Data Analyst vs Data Scientist: Industry Perspectives

Both "Data Analyst" (DA) and "Data Scientist" (DS) are titles that vary greatly between industries and even amongst individual organizations within industries. As the roles behind titles change over time, it is natural for some teams to ask themselves the following questions: should we have distinct roles or just stick to one? How would we differentiate the roles in a way that fulfills our organization's needs and is generally consistent with similar organizations? Do we want to consider a DS to be equivalent to a Sr. DA, the only difference being the title? Answering these questions not only establishes clear responsibilities and expectations, but enables hiring managers and recruiters to communicate clearly with potential applicants in the future (in job postings, for example).

"data scientist vs data analyst" search results

Search the Internet for "data scientist vs data analyst" and you will find plenty of people who don't know what the difference is (nor if there even is one anymore), and you will find plenty of people who think they know the definitions and differences. You will find an abundance of opinions but very little consistency! When I asked my followers on social media what they personally think the differences are, not everyone shared the same opinion but some interesting camps of thought emerged.
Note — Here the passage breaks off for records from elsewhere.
PR #90, opened 2022-11-28
Adhere to the correct path separators

pyrco:
Path normalization is now done using the correct (alternative) path separators according to the path's source (filesystem).

TargetPath's flavours are now also set when not constructed through _from_parts().

(DIS-1639)

### DIFF
--- a/dissect/target/filesystems/dir.py
+++ b/dissect/target/filesystems/dir.py
@@ -1,4 +1,5 @@
 import os
+from pathlib import Path
 
 from dissect.target.exceptions import FileNotFoundError, FilesystemError, IsADirectoryError, NotADirectoryError
 from dissect.target.filesystem import Filesystem, FilesystemEntry
@@ -8,9 +9,9 @@ from dissect.target.helpers import fsutil
 class DirectoryFilesystem(Filesystem):
     __fstype__ = "dir"
 
-    def __init__(self, path, case_sensitive=True):
+    def __init__(self, path: Path, alt_separator: str = "", case_sensitive: bool = True) -> None:
         self.base_path = path
-        super().__init__(case_sensitive=case_sensitive)
+        super().__init__(alt_separator=alt_separator, case_sensitive=case_sensitive)
 
     @staticmethod
     def detect(fh):
@@ -54,7 +55,8 @@ class DirectoryFilesystemEntry(FilesystemEntry):
         return self
 
     def get(self, path):
-        return self.fs.get(fsutil.join(self.path, path))
+        path = fsutil.join(self.path, path, alt_separator=self.fs.alt_separator)
+        return self.fs.get(path)
 
     def open(self):
         if self.is_dir():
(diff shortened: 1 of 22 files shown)


dissect/target/filesystems/dir.py
```diff
@@ -54,7 +54,8 @@ def _resolve(self):
         return self
 
     def get(self, path):
-        return self.fs.get(fsutil.join(self.path, path))
+        path = fsutil.join(self.path, path, alt_separator=self.fs.alt_separator)
```
Schamper, line 57: Should the `DirLoader` not set the `alt_separator` of the `DirectoryFilesystem` to `\\` if it's Windows?

dissect/target/helpers/fsutil.py
```diff
@@ -903,29 +929,31 @@ def has_glob_magic(s):
 
 
 def resolve_link(
-    fs: filesystem.Filesystem, entry: filesystem.FilesystemEntry, previous_links: Set[str] = None
-) -> filesystem.FilesystemEntry:
+    fs: filesystem.Filesystem, entry: filesystem.filesystem.FilesystemEntry, previous_links: Set[str] = None
+) -> filesystem.filesystem.FilesystemEntry:
```
Schamper, line 933: This seems like a find/replace error?

tests/test_helpers_fsutil.py
```diff
@@ -1,10 +1,175 @@
 import os
+from unittest.mock import Mock
 
 import pytest
 
+from dissect.target.filesystem import VirtualFilesystem
 from dissect.target.helpers import fsutil
 
 
+@pytest.mark.parametrize(
```
Schamper, line 10: Would it be possible to create a unit test where the target is a regular Windows target, but it has a "Unix-y" filesystem? E.g. an EXTFS partition.

dissect/target/filesystems/dir.py
pyrco: It would make it less surprising for users that they couldn't use `\`es on a filesystem that looks Windows-y. Functionally it wouldn't matter as `DirFilesystem` is an abstraction on top of the actual filesystem.

dissect/target/helpers/fsutil.py
pyrco: Yes indeed

tests/test_helpers_fsutil.py
pyrco: What would that accomplish wrt extra tests done?

At the moment support for this is not great, you won't be able to get to files which are valid on Unix systems, differ only in case or have a `\` in their name, but not on Windows, as there is no extfs-on-windows shim which translates these names.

This is my effort to summarize the many replies I received, so here are certain important points, recurring themes, and somewhat overlapping camps of thought:

  • Single/primary distinction: DS is a DA who can code
    • In summary: the kinds of questions that a DA can answer and the kinds of tasks a DA can work on are a subset of DS’s because GUI tools limit what can be done, but a DS – by knowing programming – can answer way more kinds of questions and work on way more kinds of tasks.
    • Leads to reproducibility1, scalability
    • See discussion with Hadley Wickham
  • Single/primary distinction: statistical and machine learning (ML) modeling
  • No DAs, just two types of DSs: “Type A” vs “Type B” (refer to Doing Data Science at Twitter) came up a few times
  • Emily Robinson brought up that “Data Scientist” is now also used as an umbrella term and specialties are specified in the title as needed4
  • Some big tech companies like Facebook, Spotify, and some departments within Apple are moving away from having DAs to just having DSs5
  • Practical considerations for NY/SF/Austin tech scene:
    • “DS title will need a higher salary.”
    • “You will lose talent because of the DA title. It is seen as less prestigious.”
    • “You may have to work harder for diverse pool of applicants w/ DS title.”
      • “That latter comes from one company I know who’s had a harder time getting female applicants for DS positions vs DA (when they’re fairly similar responsibilities)”6
  • Lucas Meyer voiced support for a classic: Drew Conway’s infamous Venn diagram7
  • A coworker of mine shared that at one of his previous employments his organization identified three data scientist personas/profiles:
    • DS, Operations provides data & insights for resourcing decisions through ad-hoc analyses, dashboards, defining KPIs, and A/B testing.
      • This is the role of a Data Scientist in Product who creates reports and dashboards for management and executives. - MP
    • DS, Product delivers data science as product (and not to be confused with Data Scientists in Product). These folks build predictive models, AIs, matchmaking systems.
      • In some orgs this might be an ML Engineer or an AI Engineer or just a Data Scientist? - MP
    • DS, Research experiments and innovates. Not everything they work on ends up in production or utilized, but they are free to be creative and take chances.
      • In some orgs this might be the Research Scientist? - MP
    • Thinking of it this way, you might envision a scenario/pipeline wherein a Research DS prototypes a new recommender system (RS) algorithm, then an Operations DS helps determine (through A/B testing and qualitative user research together with a Design/UX Researcher) whether it's worth the costs to productionize (perhaps with the input of a Business/Financial Analyst), and then a Product DS scales the RS (possibly in collaboration with a Data Engineer) and deploys it to production. - MP

Closing thoughts

I hope for some that this is an eye-opening moment and that they now realize that there's no single distinction everyone agrees on. Everyone is coming into it with their own backgrounds, experiences, thought processes, and ideas. None of these are wrong! So if you're in a hiring position, please remember to be specific when writing a job description. You can't just write "Data Analyst" or "Data Scientist" at the top and expect everyone else to share your assumptions, it's a recipe for misunderstanding and failure.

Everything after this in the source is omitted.